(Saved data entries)
:::::

PR #36, opened 2026-06-24
Add sealedbox privacy plugin (real authenticated encryption)

rahulsharma-sys:
## Summary

The default `noop` privacy plugin is a passthrough — `encrypt`/`decrypt` return the input unchanged and proofs always verify. This PR adds **`sealedbox`**, a real implementation of the Privacy layer: multi-recipient sealed-box encryption with a fresh ChaCha20-Poly1305 content key per message, wrapped to each recipient via X25519 ECDH + HKDF-SHA256. The Privacy layer now provides genuine confidentiality (non-audience agents can't read a payload; traces carry only ciphertext) and AEAD tamper-evidence (a modified ciphertext fails to decrypt rather than silently yielding altered bytes).

Design notes that keep it aligned with NANDA Town:

- **Replay-friendly by default.** Keys/nonces derive deterministically from `(seed, agent_id)`, so traces stay byte-for-byte reproducible — consistent with the framework's replay-first identity model. This is protocol/trace-level confidentiality, not secrecy against a holder of the shared seed (documented as such). `deterministic=False` switches to random per-agent keys for genuine secrecy at the cost of reproducibility.
- **Honest stubs.** `prove`/`verify_proof` raise `NotImplementedError` rather than reproducing `noop`'s forged always-valid proof. ZK proofs are noted as future work.
- **Registered** in the plugin registry as `("privacy", "sealedbox")`, so `nest plugins list` shows it and any scenario can select `privacy: sealedbox`.

Files: `nest_plugins_reference/privacy/sealedbox.py` (plugin), one line in `nest_core/plugins.py` (registry), `tests/test_sealedbox.py` (tests).

## Test Plan

- `make ci-local` passes — ruff, ruff format --check, pyright (strict), pytest (549 passed, 1 skipped).
- 8 new tests: encrypt/decrypt round-trip, multi-recipient (each opens, outsider rejected), tamper detection, malformed envelope, honest `NotImplementedError` stubs, deterministic replay (identical bytes for same seed/sender/counter), random mode (non-reproducible but round-trips), and registry discovery of `sealedbox`.

### DIFF
--- a/packages/nest-core/nest_core/plugins.py
+++ b/packages/nest-core/nest_core/plugins.py
@@ -36,6 +36,7 @@ _BUILTINS: dict[tuple[str, str], str] = {
     ("memory", "blackboard"): f"{_REF}.memory.blackboard:Blackboard",
     ("memory", "lww_register"): f"{_REF}.memory.lww_register:LwwRegisterMemory",
     ("privacy", "noop"): f"{_REF}.privacy.noop:NoopPrivacy",
+    ("privacy", "sealedbox"): f"{_REF}.privacy.sealedbox:SealedBoxPrivacy",
     ("datafacts", "datafacts_v1"): f"{_REF}.datafacts.datafacts_v1:DataFactsV1",
 }
 
--- a/packages/nest-plugins-reference/nest_plugins_reference/privacy/sealedbox.py
+++ b/packages/nest-plugins-reference/nest_plugins_reference/privacy/sealedbox.py
@@ -1,36 +1,98 @@
 # SPDX-License-Identifier: Apache-2.0
-"""Real authenticated encryption for the Privacy layer (a sealed-box alternative
-to the ``noop`` passthrough).
+"""Nonce-misuse-resistant hybrid encryption for the Privacy layer.
 
-Multi-recipient sealed-box encryption: a fresh ChaCha20-Poly1305 content key per
-message, wrapped to each recipient via X25519 ECDH + HKDF-SHA256. This gives the
-Privacy layer genuine confidentiality (non-audience agents cannot read a payload
-through the API; the trace carries only ciphertext) and tamper-evidence (a
-modified ciphertext fails to decrypt rather than silently yielding altered bytes).
+``sealedbox`` is a full Problem 09 privacy plugin (hybrid encryption + selective
+disclosure + broadcast revocation), but its **load-bearing contribution** is a
+property the merged ``hybrid_x25519`` plugin openly concedes it lacks:
+**deterministic mode that is safe under key/nonce reuse.**
 
-Keys derive deterministically from ``(seed, agent_id)`` by default so simulation
-traces replay byte-for-byte, consistent with NandaTown's replay-first identity
-model. That is protocol/trace-level confidentiality, *not* secrecy against a
-holder of the shared seed. Pass ``deterministic=False`` for random per-agent keys
-(genuine secrecy against a seed-holder, at the cost of non-reproducible traces).
+Why that matters
+----------------
 
-``prove`` / ``verify_proof`` are honest stubs that raise ``NotImplementedError``
-— unlike the ``noop`` plugin's forged proof that always verifies. Zero-knowledge
-proofs are future work.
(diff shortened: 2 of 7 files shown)


dhve:
Thanks @rahulsharma-sys. The code quality here is genuinely good: the versioned binary envelope with strict truncation checks in `_parse_envelope`, the clean error taxonomy (`NotInAudienceError` / `TamperError` / `MalformedEnvelopeError`), and the docstring's honest framing of deterministic mode as trace-level confidentiality rather than secrecy against a seed-holder all show real care. Deriving keys from `(seed, agent_id)` by default so traces replay byte-for-byte is exactly the right instinct for this codebase.

I have to be upfront about the biggest issue before anything else, though. Not ready to merge as-is. Four things:

**1. This re-implements the already-merged `hybrid_x25519` plugin (PR #28), and delivers a subset of it.**

Look at the line directly below the one you added in `nest_core/plugins.py`: `("privacy", "hybrid_x25519")`. That plugin, merged from #28, uses the identical construction: fresh ChaCha20-Poly1305 content key per message, wrapped per recipient via X25519 ephemeral-static ECDH + HKDF-SHA256, with a deterministic seed-derived mode gated on a monotonic counter. On top of that it ships the two Problem 09 success criteria sealedbox lacks: a real selective-disclosure `prove`/`verify_proof` (salted Merkle commitment) and epoch-based broadcast revocation, plus replay protection by binding a `msg_id` into the AEAD associated data. Your `NotImplementedError` stubs are more honest than `noop`'s forged proofs, but the problem statement requires a real disclosure flow, so as submitted this meets neither the novelty bar (charter: no re-issuing existing work) nor the problem's own success criteria.

**2. The two mandatory charter deliverables are missing.**

Every submission needs an adversarial validator that catches an attack class the reference plugin would fail, plus a scenario YAML under `scenarios/` demonstrating your plugin passing under it. This PR ships plugin + unit tests only, so the judge panel has nothing to run it against.

**3. Deterministic mode has a real nonce-reuse hazard.**

In `_seal`, the content key and payload nonce derive from `(seed, sender, counter)` only, and `self._counter` lives in memory on the instance. Any run that reconstructs the plugin for the same agent (restart, or two instances in one scenario) resets the counter to 0 and reuses the same key/nonce pair on different plaintexts, which for ChaCha20-Poly1305 leaks the XOR of the plaintexts and enables forgeries. Your docstring flags that the counter must be unique, but nothing enforces it. Concrete fix: fold a digest of the plaintext and sorted audience into the HKDF info for the cek and nonce (SIV-style), so a counter collision degrades to revealing message equality instead of breaking the AEAD. Binding the envelope header as associated data instead of passing `None` would also harden the format.

**4. Registration is half-wired.**

`hybrid_x25519` and `trust_gated` both register in two places: the `_BUILTINS` dict (which you did) and the `[project.entry-points."nest.plugins.privacy"]` table in `packages/nest-plugins-reference/pyproject.toml` (which this PR does not touch). The rubric's api_fit dimension checks the entry point.

**Suggested path forward:**

1. Given #28 is merged, the highest-value pivot is the validator side of the privacy layer: build an adversarial validator targeting something `hybrid_x25519` openly concedes (its docstring states pre-revocation traffic stays readable forever; a forward-secrecy validator, or a nonce-reuse / trace-plaintext-leak detector, would be genuinely new), plus the scenario YAML. That satisfies the charter without re-issuing merged work.
2. If you keep sealedbox instead, state the differentiator vs `hybrid_x25519` in the PR body, make it load-bearing in tests, and add the selective-disclosure and revocation pieces Problem 09 requires.
3. Either way: fix the deterministic key/nonce derivation per point 3, and add the pyproject entry point.
4. Also note CI has not reported on this branch yet, and the branch pattern is `hackathon/<handle>-<theme>` (your handle is `rahulsharma-sys`, the branch says `rahul`). Run `make ci-local` and confirm green before requesting re-review.

Leaving this open. Ping me on the hackathon channel if the pivot options are unclear.

rahulsharma-sys:
Superseded by #176. Renaming the branch to match my charter handle (`rahul` → `rahulsharma-sys`) auto-closed this cross-repo PR — the reworked plugin, addressing all four points with `make ci-local` green, is there. @dhve re-review appreciated when you have a moment.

:::::

Scan the records above for the lines holding "-Privacy layer genuine" and "plugin openly concedes". Transcribe those two and every line between them word for word, and no others.

## Expected answer
-Privacy layer genuine confidentiality (non-audience agents cannot read a payload
-through the API; the trace carries only ciphertext) and tamper-evidence (a
-modified ciphertext fails to decrypt rather than silently yielding altered bytes).
+``sealedbox`` is a full Problem 09 privacy plugin (hybrid encryption + selective
+disclosure + broadcast revocation), but its **load-bearing contribution** is a
+property the merged ``hybrid_x25519`` plugin openly concedes it lacks:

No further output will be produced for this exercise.